With SCOTUS transitions and the recent textualist and originalist turns in other jurisprudence, I would like to imagine Patsalis as the kind of case in which certorari might be granted and the Justices might look to finally clean up precedents that have not been a "model of clarity" and that seem quite inconsistent with the text and original understanding of the Eighth Amendment.
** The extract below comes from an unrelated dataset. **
PR #11663, opened 2026-08-23
cards: use SubCounter if able

### LINKED ISSUE #11023: Some RemoveAnyCounter to SubCounter
Some with fixed Card like `RemoveAnyCounter<1/Any/CARDNAME`
might be able to be replaced by `SubCounter<1/Any/CARDNAME` ?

But, I should probably know better than to hope and expect that people sentenced to live in a cage for nearly three centuries will garner the kind of constitutional attention as praying football coaches and college admissions officers.
September 12, 2022 at 09:39 AM | Permalink
Comments
The problem is how to fit an evolving standards Eighth Amendment jurisprudence with an originalist Eighth Amendment jurisprudence.
Yes, the Founder would have found lengthy prison sentences unusual, but they also had little problem with the Death Penalty for most offenses that, today, get lengthy sentences because the death penalty for those offenses is deemed by modern, non-originalist, jurisprudence to be barred by the Eighth Amendment.
As my history of the common law professor frequently noted, as our criminal justice system has evolved (or devolved depending on your point of view), we have added significant procedural protections that were unknown to the Founders in the name of due process that cause lengthier trial and lengthier post-trial reviews of convictions and make certain punishments less likely. And, Newton's laws applies just as much to the criminal justice system, for every action, there is a reaction. As such, things that would have been very unusual in 1789 are more normal because of those changes.
Posted by: tmm | Sep 12, 2022 11:14:48 AM
I have thought for many years that once a sentence exceeds the offender's expected actuarial life by some factor (say 5%) it should automatically be converted to one of natural life. I fully agree with the argument that a sentence of 200+ years brings disrepute upon the judiciary but it is a disrepute that would easily be cured.
Posted by: Soronel Haetir | Sep 12, 2022 11:31:49 AM
Just to show that I'm no automatic hard-liner, I would happily agree to have his sentence sliced by 2/3. Must be getting soft in my old age.
Posted by: Bill Otis | Sep 12, 2022 8:51:51 PM
This cruel and unusual punishment. A life sentence for non-violent felonies? I wouldn't sentence him to more than 10 years in prison. Perhaps a split sentence of 20 serve 10 for residential burglaries. Non-residential burglaries would be 15 years probation and restitution.
Posted by: Anon | Sep 12, 2022 11:30:11 PM
Bill, hilarious.
Anon, is there a limit to the number of free crimes you would allow someone like Patsalis?
Posted by: TarlsQtr | Sep 13, 2022 10:42:46 AM
Tarls, A ten-year prison sentence is not a "free crime"
Posted by: John | Sep 13, 2022 12:23:19 PM
Hi Bill -
I think this may be a first for you - believing that a sentence should be reduced. I agree with you and I want to congratulate you on your compassion in believing that this overly long sentence should be corrected (10-20 years probably). Brett Miler
Posted by: Brett Miler | Sep 14, 2022 12:29:11 PM
TarlsQtr --
My brain is turning to mush. I knew it would happen when I got past 25.
Posted by: Bill Otis | Sep 14, 2022 9:48:04 PM
John,
Of course it is. If he gets 10 years for 5 crimes and the same for 25, he received 20 free crimes.
Bill,
With all due respect, I do not believe it is your mind that has turned to mush.